“Não pode ser muito importante para ele que seja tarde ou cedo para as orquídeas. Mas o senhor virá ver a Casa Merripit, não é?”
Uma curta caminhada levou-nos até lá, uma triste casa de charneca, a fazenda de algum criador de gado nos velhos tempos de prosperidade, mas agora reformada e transformada numa residência moderna. Era cercada por um pomar, mas as árvores, como é usual na charneca, eram mirradas e crestadas, e o aspecto geral do lugar era pobre e melancólico. Fomos recebidos por uma criada estranha, enrugada e metida num casaco cor de ferrugem que parecia combinar com a casa. Dentro, no entanto, havia aposentos amplos mobiliados com elegância em que tive a impressão de reconhecer o gosto da senhora. Ao olhar pela janela a interminável charneca salpicada de granito que ondulava ininterruptamente até o horizonte mais distante, não pude senão me admirar, pensando no que poderia ter trazido aquele homem altamente instruído e aquela bonita mulher para viver num tal lugar.
“Lugar esquisito para se escolher, não é?” disse ele, como se em resposta ao meu pensamento. “No entanto conseguimos viver razoavelmente felizes, não é, Beryl?”
“Muito felizes”, disse ela, mas não senti convicção em suas palavras.
“Eu tive um colégio”, disse Stapleton. “Ficava no norte do país. O trabalho, para um homem com o meu temperamento, era mecânico e desinteressante, mas o privilégio de conviver com a mocidade, de moldar aquelas mentes jovens e influenciá-las com nosso próprio caráter e ideais me era muito caro. No entanto, o destino estava contra nós. Uma grave epidemia irrompeu no colégio e três dos meninos morreram. Nunca me recuperei do golpe, e grande parte de meu capital foi irrecuperavelmente engolido. Contudo, não fosse pela perda da encantadora companhia dos meninos, eu poderia me regozijar com meu infortúnio, pois, com minhas fortes inclinações por botânica e zoologia, encontro um campo de trabalho ilimitado aqui, e minha irmã é tão devotada à natureza quanto eu. Tudo isso, dr. Watson, foi suscitado pela expressão com que contemplou a charneca pela janela.”
“Certamente passou pela minha cabeça que isto poderia ser um pouco enfadonho… menos para o senhor, talvez, que para sua irmã.”
“Não, não, nunca me sinto entediada”, disse ela rapidamente.
“Temos livros, temos nossos estudos, e temos vizinhos interessantes. O dr. Mortimer é um homem muito culto na sua área. O pobre Sir Charles também era um companheiro admirável. Nós o conhecíamos bem, e sentimos mais falta dele do que posso expressar. Julgaria uma intromissão se eu fizesse uma visita hoje à tarde a Sir Henry para conhecê-lo?”
“Tenho certeza de que ele ficaria encantado.”
“Então talvez possa mencionar que pretendo fazer isso. À nossa maneira humilde, podemos fazer algo para tornar as coisas mais fáceis para ele até que se acostume com seu novo ambiente. Gostaria de subir, dr. Watson, e examinar minha coleção de Lepidoptera? Creio que é a mais completa no sudoeste da Inglaterra. Quando tiver acabado de examiná-las, o almoço estará quase pronto.”

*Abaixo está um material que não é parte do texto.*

PR #4661, opened 2020-01-28
Upgrade sass rails

ezr-ondrej:
Switch from unsupported `sass` to `sassc` by upgrading to `sass-rails >= 6.0`, what is only an wrapper around the `sassc-rails`.


packages/foreman/rubygem-sassc/rubygem-sassc.spec
```diff
@@ -0,0 +1,109 @@
...
+%install
+mkdir -p %{buildroot}%{gem_dir}
+cp -a .%{gem_dir}/* \
+        %{buildroot}%{gem_dir}/
+
+
+mkdir -p %{buildroot}%{gem_extdir_mri}/%{gem_name}
+
+# hack to get the C extension where we expect it to be
+cp %{buildroot}/opt/theforeman/tfm/root/usr/share/gems/gems/sassc-%{version}/ext/libsass.so .%{gem_extdir_mri}/
```
ezr-ondrej: Any idea why it is building in "wrong" dir? :thinking:

packages/foreman/rubygem-sassc/rubygem-sassc.spec
```diff
@@ -0,0 +1,109 @@
...
+
+cp -a .%{gem_extdir_mri}/gem.build_complete %{buildroot}%{gem_extdir_mri}/
+cp -a .%{gem_extdir_mri}/*.so %{buildroot}%{gem_extdir_mri}/%{gem_name}/
+
+# Prevent dangling symlink in -debuginfo (rhbz#878863)
+# But this gem fails on it with error
+# File not found: /builddir/build/BUILDROOT/tfm-rubygem-sassc-2.2.1-1.el7.x86_64/opt/theforeman/tfm/root/usr/share/gems/gems/sassc-2.2.1/ext.
```
ezr-ondrej: No idea why this is searched for just for this gem, maybe because we know the extension should be there?

ezr-ondrej:
Why koji fails on non existent package `sass-rails >= 6`? Should I update the dependency only we merge the gem bump?

packages/foreman/rubygem-sassc/rubygem-sassc.spec
ekohl: https://github.com/theforeman/foreman-packaging/commit/472109d923e96022f5ffd1bb89bc240679cefa8e was recently merged. Perhaps this is the same issue you're running into?

ezr-ondrej: No, it doesn't seem so. It failed anyway (I've created this PR with that version in already).

ekohl:
> Why koji fails on non existent package `sass-rails >= 6`? Should I update the dependency only after we merge the gem bump?

Yes. Currently all packages in PRs to foreman-packaging are built against what's then built in koji. That means you can't depend on anything you've done inside the same PR. In this case it means you should update foreman.spec in a PR after this one is merged.

ezr-ondrej:
ehm... yeah, but now the repoclosure fails, because I removed the old deps :thinking:

ekohl:
That suggests sass can't be removed yet. It's usually worth looking at those projects to see if they plan on migrating. It may be valid to ship both as well.

ezr-ondrej:
> That suggests sass can't be removed yet. It's usually worth looking at those projects to see if they plan on migrating. It may be valid to ship both as well.

Well it needs `sass-rails`, what is the one I'm bumping, but it's out of required range, what I cant move now, as it would fail on missing package.

zjhuntin:
[test rpm]

ezr-ondrej:
I need to leave out `sass` in as it is being used by patternfly, opened up a PR there: patternfly/patternfly#1199 but not more I can do. There is a PR to update foreman references, but what I get, it needs to be done in following PR. Here it is: #4663

tbrisker:
[test rpm]

tbrisker:
repoclosure failure is expected because foreman-assets still requires `gem 'sass-rails', '~> 5.0'` but that will be fixed by https://github.com/theforeman/foreman/pull/7396/

rel-eng/tito.props
```diff
@@ -320,12 +320,11 @@ whitelist = foreman
   rubygem-spice-html5-rails
   rubygem-sprockets
   rubygem-sprockets-rails
+  rubygem-sqlite3
   rubygem-sshkey
   rubygem-statsd-instrument
-  rubygem-sqlite3
   rubygem-syntax
   rubygem-text
-  rubygem-tilt
```
ezr-ondrej: Is it correct this one is deleted? Everything else just got reordered, this one is removed though :thinking:

tbrisker: yes, it was a dependency of sass-rails 5.0

tbrisker: actually should probably be removed from the manifest and comps files as well

packages/foreman/tfm/tfm.spec
```diff
@@ -103,6 +103,7 @@ Obsoletes: %{scl_prefix}rubygem-smart_proxy_abrt < 0.0.8-4
 Obsoletes: %{scl_prefix}rubygem-sprockets < 3.5.2-2
 Obsoletes: %{scl_prefix}rubygem-sprockets-rails < 2.3.3-2
 Obsoletes: %{scl_prefix}rubygem-table_print < 1.5.1-7
+Obsoletes: %{scl_prefix}rubygem-tilt < 2.0.8-4
```
tbrisker: I think this should be done in rubygem-sass-rails that actually obsoleted this gem

packages/foreman/rubygem-sass/rubygem-sass.spec
```diff
@@ -25,6 +25,7 @@ Provides: %{?scl_prefix}rubygem(%{gem_name}) = %{version}
 # end specfile generated dependencies
 
 Obsoletes: tfm-ror52-rubygem-%{gem_name} <= 3.4.25
+Obsoletes: %{scl_prefix}rubygem-tilt < 2.0.8-4
```
tbrisker: this isn't needed here i believe

packages/foreman/rubygem-sass-rails/rubygem-sass-rails.spec
```diff
@@ -35,6 +28,7 @@ Provides: %{?scl_prefix}rubygem(%{gem_name}) = %{version}
 # end specfile generated dependencies
 
 Obsoletes: tfm-ror52-rubygem-%{gem_name} <= 5.0.7
+Obsoletes: %{scl_prefix}rubygem-tilt < 2.0.8-4
```
tbrisker: Linter doesn't like this, try 
```suggestion
Obsoletes: tfm-rubygem-tilt < 2.0.8-4
```

ezr-ondrej: The question mark did the trick :)

ezr-ondrej:
We are at :green_heart:ish again (only repoclosure fail)

ekohl:
@tbrisker FYI: merging PRs that add packages is still something that someone with koji access needs to merge. https://ci.theforeman.org/job/foreman-packaging-rpm-nightly-release/ will now fail until someone actually adds the package to koji.

packages/foreman/rubygem-sassc-rails/rubygem-sassc-rails.spec
```diff
@@ -0,0 +1,95 @@
...
+%install
+mkdir -p %{buildroot}%{gem_dir}
+cp -a .%{gem_dir}/* \
+        %{buildroot}%{gem_dir}/
+
+%files
+%dir %{gem_instdir}
+%exclude %{gem_instdir}/.gitignore
+%exclude %{gem_instdir}/.travis.yml
+%{gem_instdir}/CODE_OF_CONDUCT.md
```
ekohl:
```suggestion
%doc %{gem_instdir}/CODE_OF_CONDUCT.md
```

tbrisker:
@ekohl oh, i thought that on develop it is all automated already?

ekohl:
Nope, only updates. I also think more review was needed around the actual RPM specs.

ezr-ondrej:
> Nope, only updates. I also think more review was needed around the actual RPM specs.

I would agree here, but that means we need more people understanding and reviewing them. As this was 5 weeks untouched, we should get more attention for the reviews here (that would mean more developer understand packaging and the reviews could be simplier as such developer would do better job on the first go).

ekohl:
I can't speak for others, but I considered it blocked on the patternfly side. My reading was that it was pointless until everything was compatible with it. I was also too busy with making nightly green again and getting 2.0 into a working state.

Next time I'll be more explicit: I had issues with the .so handling and that does indeed turn out to be broken now.

ezr-ondrej:
> My reading was that it was pointless until everything was compatible with it

It is not pointless, we will just have two sass compilation libraries, but we will use sassc for our assets. It make sense to have the new solution ready asap. Especially because new bootstrap-sass uses the new library already, so we can't upgrade until we get it in.

ekohl:
Ok, in the future I'll leave a clear message that it shouldn't be merged. For the record, the manual whitelisting in koji is precisely because of this: new packages require thorough review.

While looking into it I've found another issue that we'll need to deal with: https://github.com/sass/sassc-ruby/blob/275fe38f56cf07eb3e3c46e41d18402a94e66a5e/ext/extconf.rb#L22-L25 means the sassc only works on the CPU it was compiled on (and CPUs with a superset of instructions). That is generally not the best idea.

I can't figure it out short term and I'd like to get green nightlies for all pipelines after a month of being red: https://github.com/theforeman/foreman-packaging/pull/4836 After that, please work with our delivery team to get it to build.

Mas eu estava impaciente para voltar ao meu posto. A melancolia da charneca, a morte do infeliz pônei, o estranho som que havia sido associado à lenda soturna dos Baskerville — todas essas coisas davam um toque de tristeza aos meus pensamentos. Depois, coroando essas impressões mais ou menos vagas, viera o aviso claro e distinto de Miss Stapleton, dado com tanta seriedade que eu não podia duvidar que houvesse por trás dele uma razão grave e profunda. Resisti a todas as pressões para ficar para o almoço, e encetei imediatamente a caminhada de volta, tomando a trilha relvada por onde viéramos.
Parece, contudo, que devia haver algum atalho para os que a conheciam, pois antes de chegar à estrada avistei, para o meu pasmo, Miss Stapleton sentada numa pedra ao lado da vereda. Com o rosto lindamente corado pelo exercício, ela manteve a mão junto de si.
“Corri até aqui para interceptá-lo, dr. Watson”, disse ela. “Não tive tempo nem de pôr o chapéu.